[I’m hacking with the modular implicits variant, though this question is more generic.]
I’m trying to figure out the idiom for a particular kind of concatenation of signatures, and having no luck. Does anybody know if there’s a trick for this? [other than, y’know, manually copying the relevant bits?]
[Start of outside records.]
PR #412, opened 2022-04-28
ProffieOSHumDelay

NoSloppy:


sound/hybrid_font.h
```diff
@@ -395,43 +399,49 @@ class HybridFont : public SaberBase, public Looper {
...
-	STDOUT << "HUM fade-in time: " << hum_fade_in_ << "\n";
-      }
-      else if (font_config.humStart && tmp) {
-        int delay_ms = 1000 * tmp->length() - font_config.humStart;
-        if (delay_ms > 0 && delay_ms < 30000) {
-          hum_start_ += delay_ms;
+        hum_fade_in_ = tmp->length();
+        STDOUT << "HUM fade-in time: " << hum_fade_in_ << "\n";
+      } else {
+        if (font_config.ProffieOSHumDelay && tmp && font_config.ProffieOSHumDelay > 0 && font_config.ProffieOSHumDelay < 30000) {
```
profezzorn, line 433: This part is not needed:
font_config.ProffieOSHumDelay < 30000

NoSloppy: ok removed

sound/hybrid_font.h
```diff
@@ -395,43 +399,49 @@ class HybridFont : public SaberBase, public Looper {
...
-	hum_fade_in_ = tmp->length();
-	STDOUT << "HUM fade-in time: " << hum_fade_in_ << "\n";
-      }
-      else if (font_config.humStart && tmp) {
-        int delay_ms = 1000 * tmp->length() - font_config.humStart;
-        if (delay_ms > 0 && delay_ms < 30000) {
-          hum_start_ += delay_ms;
+        hum_fade_in_ = tmp->length();
+        STDOUT << "HUM fade-in time: " << hum_fade_in_ << "\n";
+      } else {
```
profezzorn, line 432: Instead of:

} else {
   if () {
   }
}

it should be:

} else if (....) {
}

Same for the next else-if below.

sound/hybrid_font.h
```diff
@@ -395,43 +399,49 @@ class HybridFont : public SaberBase, public Looper {
...
+        if (font_config.ProffieOSHumDelay && tmp && font_config.ProffieOSHumDelay > 0) {
```
profezzorn, line 433: just: if (font_config.ProffieOSHumDelay > 0)
We don't use "tmp" here so, no need to check that it is non-null.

Suppose I have a signature:
module type ZERO = sig type t val zero : unit -> t end
and another one
module type SUBSCRIPTABLE = sig type item_t type t val sub : t -> int -> item_t val make : item_t -> item_t list -> t end
I’d like to make one that is the “sum” of these two signatures, where
Z.t = S.item_t. So I’d like the signature
module type ZERO_SUBSCRIPTABLE = sig type item_t type t val zero : unit -> item_t val sub : t -> int -> item_t val make : item_t -> item_t list -> t end
Now why would I like this? Well, there are types that enjoy a
zero value. And types that don’t. For types that enjoy a zero value, I might want to have the
make that builds a vector automatically use that zero value to initialize the vector, where for types that don’t have a zero value, the caller would have to provide the initializer value.
More generally, in Rust, often in places where you can provide a type, you can provide a type that enjoys some collection of traits, and these are implicitly somewhat like what I describe above: the concatenation of signatures, with some renaming of types. And in some cases, the collection of traits that a type enjoys can be … significant, e.g.
pub fn spmat_dot_densevec<T>(sp_mat : &CsMatI<T, u64>, v: &ArrayView<T, Dim<[usize; 1]>>) -> Array<T, Dim<[usize; 1]>> where T : Zero + Sum + Copy + MulAdd + MulAdd<Output = T> + Send + Sync, for<'r> &'r T: Mul<&'r T, Output = T>,
which says that the item-type
- has a zero value
- has an addition operation
- can be copied
- has a multiply-add operation
- that multiply-add operation produces the same type T
- and has some good multi-threading properties
Maybe this is just something that isn’t doable in OCaml, simply due to cumbersome syntax. That’d be OK – I just want to figure out the answer.